Ironie du sort, Lemond croisera aujourd’hui Pat McQuaid face à ces mêmes sénateurs. Une audition que le patron de l’UCI aborde confiant : « Je viens pour dire aux sénateurs français que nous travaillons au maximum contre le dopage. Nous sommes aujourd’hui la fédération internationale la plus forte dans ce domaine. Nous faisons régulièrement des efforts et j’apporterai des statistiques pour le prouver. »
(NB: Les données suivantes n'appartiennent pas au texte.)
PR #274, opened 2020-06-05
Add config-file documentation to RTD

charleygros:
## Aim
Move config-file documentation from GH Wiki to RTD.

## Changes
- Move config-file documentation from GH Wiki to RTD
- Link this documentation from "Getting started"
- Add RTD link to `README.md`

## TODO once merged:
- Remove doc from [wiki](https://github.com/neuropoly/ivado-medical-imaging/wiki/configuration-file)


docs/source/configuration_file.md
```diff
@@ -0,0 +1,139 @@
+# Configuration file
```
jcohenadad, line 1: i would definitely reference this file in the `index.rst`, between getting_started.md and tutorials.md.

docs/source/configuration_file.md
```diff
@@ -0,0 +1,139 @@
...
+
+* [General parameters](#general-parameters)
```
jcohenadad, line 3: by referencing the file in the index.rst, the TOC will be automatically-generated, so it can be removed from here (less maintenance, less prone to errors)

docs/source/configuration_file.md
```diff
@@ -0,0 +1,139 @@
...
+* [Transformations](#transformations)
+* [Examples](#examples)
+
+## General parameters
+#### command
+Run the specified command. Choices: ``"train"``, ``"test"``, ``"eval"``, to train, test and evaluate a model respectively.
+#### gpu
+Integer. ID of the GPU to use.
+#### log_directory
+Folder name where output files (e.g. trained model, predictions, results) are saved.
```
jcohenadad, line 18:
```suggestion
Folder name that will contain the output files (e.g., trained model, predictions, results).
```

docs/source/configuration_file.md
```diff
@@ -0,0 +1,139 @@
...
+#### debugging
+Bool. Allows extended verbosity and intermediate outputs.
```
jcohenadad, line 20:
```suggestion
Bool. Extended verbosity and intermediate outputs.
```

docs/source/configuration_file.md
```diff
@@ -0,0 +1,139 @@
...
+
+## Loader parameters
+#### bids_path
+String. Relative path of the BIDS folder.
```
jcohenadad, line 24: doesn't it work for absolute paths?

docs/source/configuration_file.md
```diff
@@ -0,0 +1,139 @@
...
+#### target_suffix
+Suffix list of the derivative file containing the ground-truth of interest (e.g. [`"_seg-manual"`, `"_lesion-manual"`]). If the list has a length greater than 1, then a multi-class model will be trained.
+#### contrasts
+- `train_validation`: list of image modalities loaded for the training and validation. If `multichannel`, then this list represent the different channels of the input tensors. Otherwise, the modalities are mixed and the model has only one input channel.
```
jcohenadad, line 28:
```suggestion
- `train_validation`: list of image modalities loaded for the training and validation. If `multichannel=True`, this list represents the different channels of the input tensors. Otherwise, the modalities are mixed and the model only has one input channel.
```

docs/source/configuration_file.md
```diff
@@ -0,0 +1,139 @@
...
+- `test`: list of image modalities loaded in the testing dataset. Same comment than for `train_validation` regarding `multichannel`.
```
jcohenadad, line 29: is it possible to give an example?  people can get confused as to what is expected here. Modality can be interpreted as "image modality", e.g. MRI, ultrasound, CT, etc. I guess you meant "contrast" here? Like "T1w", "T2w", etc.. if so i would give examples

docs/source/configuration_file.md
```diff
@@ -0,0 +1,139 @@
...
+- `balance`: Dict. Used to under-represent some modalities in the dataset: e.g. `{"T1w": 0.1}` will include only 10% of the available `T1w` images into the training/validation/test set. Please set `multichannel` to `false` if you are using this parameter.
```
jcohenadad, line 30:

Beaucoup de questions, peu de réponses

Alors qu’attendre de neuf de cette audition ? Comme ceux qui ont défilé au Sénat avant lui (notamment Felipe Contepomi David Douillet, Marie-George Buffet, Christian Prudhomme ou Didier Deschamps), l’Irlandais parlera sous serment. Ses propos serviront à alimenter le rapport des sénateurs, prévu pour juillet, et seront publics. Dans la forme, Mcquaid devrait insister sur la nouvelle crédibilité du cyclisme. Mais sur le fond, il n’y a presque rien à espérer. Sur le dossier Armstrong, il répète à l’envi que l’instance ne pouvait pas savoir. Sur d’éventuelles mesures à venir, il évoque « un rapport interne à l’UCI ainsi qu’un audit indépendant sur son action».

Quand on lui demande si le public peut espérer des mesures fortes, McQuaid se réfugie derrière son bilan récent : « Nous avons fait des tests inopinés. Grâce à cela, deux coureurs (ndlr : trois, depuis l’annonce lundi du contrôle positif de Mauro Santambrogio) ont été rattrapés lors du dernier Tour d’Italie. D’ailleurs, après le contrôle de Di Luca, beaucoup de coureurs ont réagi sur Twitter, cela montre bien que la mentalité du peloton a changé ces dernières années. » Pour celle des instances dirigeantes, on pourrait encore patienter. En poste depuis 2005, Pat Mcquaid est de nouveau candidat à sa propre succession.